Despite the Federal Electoral Tribunal's rejection of his candidacy, González Torres continued his campaign, declaring himself an Unregistered Independent Peoples Candidate, calling for his supporters to vote for him in the blank space on ballots and pushed the IFE to count such votes. During his campaigns, he met with Roberto Madrazo and Felipe Calderón Hinojosa, candidates from the Partido Revolucionario Institucional and Partido Acción Nacional, respectively. In television and written propaganda, he was compared with Andrés Manuel López Obrador, candidate from the political coalition called the Coalición Por el Bien de Todos. Since he considered López Obrador a radical and populist, he also financed, in violation of electoral law, television spots and paid notes in magazines and newspapers that slandered López Obrador.
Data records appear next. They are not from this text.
PR #802, opened 2021-04-05
Improve comment on snmp_core.cc:snmpCreateOidFromStr

sergiodj:
Fix typo and better reflect what the code does.

### DIFF
--- a/src/snmp_core.cc
+++ b/src/snmp_core.cc
@@ -926,6 +926,10 @@ snmpLookupNodeStr(mib_tree_entry *root, const char *str)
     return e;
 }
 
+/**
+ * Try to convert an OID string representation into binary.
+ * \retval false if the string cannot be parsed entirely.
+ */
 bool
 snmpCreateOidFromStr(const char *str, oid **name, int *nl)
 {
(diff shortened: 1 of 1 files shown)


yadij (changes requested):
This comment is about the API return values. Current style guidelines for documentation of static function APIs is to use doxygen format and place before the function.

For example;
```
/**
 * Try to convert an OID string representation into binary.
 * \retval false if the string cannot be parsed entirely.
 */
bool
snmpCreateOidFromStr(const char *str, oid **name, int *nl)
{
```

sergiodj:
> Try to convert an OID string representation into binary.

OK.

I still think it's useful to have a comment clarifying possible scenarios which will cause the string not to be parsed, so I've adjusted the comment inside the function.

yadij:
It should be obvious to anyone reading that code (and thus seeing the comment) what kind of things reach the free and false result.

Comments have to be manually maintained, like what you are doing now. So trying to list every specific case that can reach that free+return section is difficult (eg your comment still misses cases) and forces work onto future devs. The *true* case(s) are more restricted and thus possibly worth documenting each one (which is already done).

PR #803, opened 2021-04-07
%ssl::<negotiated_version, %ssl::>negotiated_version for TLS/1.3

chtsanti:
Both %codes were logged as dashes when Squid negotiated TLS v1.3.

González Torres also demanded to be included in a televised debate with the five major presidential candidates. On the day of the debate, he went to the Polyforum Cultural Siqueiros, a building adjacent to the debate's venue, where he set up screens with political ideas from the other candidates, and debated those ideas when Patricia Mercado spoke.

The IFE ultimately did not recognize votes for González Torres, considering that he did not meet the eligibility requirements established by the constitution.

Many media outlets covered his campaign and his struggle with the Federal Electoral Institute (IFE) for legitimacy, while others considered him a sort of "comic relief".

==In popular culture==
In 2022 it became a trend to throw Doctor Simi plushies to singers in Mexico, and this was widely covered in social media.